I watched a video on Facebook of two people with Down’s Syndrome talking about their relationship. What you see are two people who enjoy the feeling of love to the fullest, be it their love of dancing or going to the movies or just eating tasty things. What I took from the video was an appreciation of just how pure they were in their sentiment. There’s not a lot of trepidation with Down’s. You just go straight towards what you want. Marketing should be like that.
Marketing is simple. We mess it up.
The least interesting conversations I ever get in with people are about marketing. Why? Because people want to talk about funnels and mechanics and software and all the least fun parts.
The best parts of marketing are like love. You love what your company makes and you love how it helps people in some way and so you go out there and you find the people who need what you sell, and you help them decide.
That’s marketing. Create the marketplace and facilitate the sale. That’s it.
Marketing isn’t a spreadsheet. That’s just a tool. Marketing isn’t a specific sequence. That’s just a workflow. It’s what we cling to and tinker with when we don’t want to market. All that stuff is there because we think it’s what we need.
Elon Musk deleted the company Facebook pages.
He did. Tesla and SpaceX. Gone. He agreed with everyone that Facebook was too big for its britches and he didn’t want to play any more. Gone.
And so you see marketing people (especially social marketing people) losing their minds. I’ve seen mountains of posts and articles saying that this is a strange time for “social media managers” (whatever those are).
Musk sent a fricken car into outer space on a rocket ship his company built.
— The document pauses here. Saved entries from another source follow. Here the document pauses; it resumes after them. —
PR #23, opened 2017-12-16
Generate annotations for NewType types (fixes #22)

### LINKED ISSUE #22: `NewType` generated into invalid type signatures
Given

```python
UserId = NewType('UserId', int)

def get_user(self, user_id: UserId) -> 'User':
```

MonkeyType generates

```python
def get_user(
    self,
    user_id: <function NewType.<locals>.new_type at 0x1090a52f0>
) -> 'User': ...
```

which then causes retype to fail with this error message:

```
error: /path/to/module.py: invalid syntax (<unknown>, line 18)
```

This happens even when `--exclude-unparsable-defaults` is passed.

I was able to come up with a solution to this, which I'll submit a PR for. However, it seems hacky to me and I'd appreciate feedback on it.

folz:
Per #22, monkeytype generates invalid type signatures for NewType types because they are valid mypy annotations but `new_type()` gets inspected as a function at runtime. This PR special-cases support for objects with `__supertype__` to return their `__name__` instead of their repr, based on https://github.com/python/cpython/blob/v3.6.3/Lib/typing.py#L2227

Since a comment says `render_annotation` was derived from `inspect.formatannotation`, I'll point out that this PR causes render_annotation to disagree with inspect.formatannotation. I think this is okay in theory since render_annotation is used for mypy types while formatannotation is used for runtime inspection, but I'd appreciate a second opinion. For what it's worth, this patch allowed me to use monkeytype against my NewType-using codebase successfully.

This seems important enough to warrant tests - if you think this PR is taking a good approach, I can write tests for it as well.

### DIFF
--- a/.gitignore
+++ b/.gitignore
@@ -8,3 +8,4 @@ htmlcov/
 doc/_build
 dist/
 build/
+.idea/
--- a/CHANGES.rst
+++ b/CHANGES.rst
@@ -5,7 +5,7 @@ master
 ------
 
 * Fix passing args to script run with ``monkeytype run`` (#18; merge of #21).
-
+* Fix generated annotations for NewType types (#22; merge of #23).
 
 17.12.1
 -------
--- a/monkeytype/stubs.py
+++ b/monkeytype/stubs.py
@@ -319,6 +319,8 @@ def render_annotation(anno: Any) -> str:
         elem_type = _get_optional_elem(anno)
         rendered = render_annotation(elem_type)
         return 'Optional[' + rendered + ']'
+    elif hasattr(anno, '__supertype__'):
+        return anno.__name__
     elif getattr(anno, '__module__', None) == 'typing':
         return repr(anno).replace('typing.', '')
     elif anno is NoneType:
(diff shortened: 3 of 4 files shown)


carljm:
This approach looks fine to me; thanks for the report and fix!

Normally we try to automatically provide the right imports for annotations too, so `monkeytype apply` doesn't result in modules with missing imports. However, I don't think that's possible with the current runtime implementation of `NewType`; the calling module is not stored anywhere in the resulting function object, so there's no way we can introspect it. So unless we change that in `typing.py` we're stuck with the limitation of not being able to automatically add NewType imports.

It would be great to add tests for NewType in `test_stubs.py`; thanks!

carljm:
Er, never mind about generating imports; `NewType` annotations can only occur as existing annotations, never as traced types. So the import should always be present already.

folz:
Added a test for this and updated the changelog. I think you're right that this doesn't need to worry about imports - if the import isn't present, it wasn't valid to mypy in the first place.

carljm:
Awesome, thank you!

He made millions of people stop and think and consider and reconnect with dreams long dormant about moving off this particular rock and checking out some nearby planets we might want to add to the collection.
He doesn’t need Facebook. He needs to show love.
Marketing isn’t any particular tool. It’s the connection.
You find people where they are in the checkpoints:
Awareness
Evaluation
Purchase
Onboarding
Retention/Referral
You help them by engaging with them and giving them what they need at those phases. You make a connection of some kind. And then you serve them in ways that make their world better.
That’s marketing. That’s love.
Engage. Connect. Serve.
It’s such a simple recipe that WE mess up.
Fire off your rockets into space. Take your love out dancing. Put your big juicy heart to work on reaching the people you need to serve.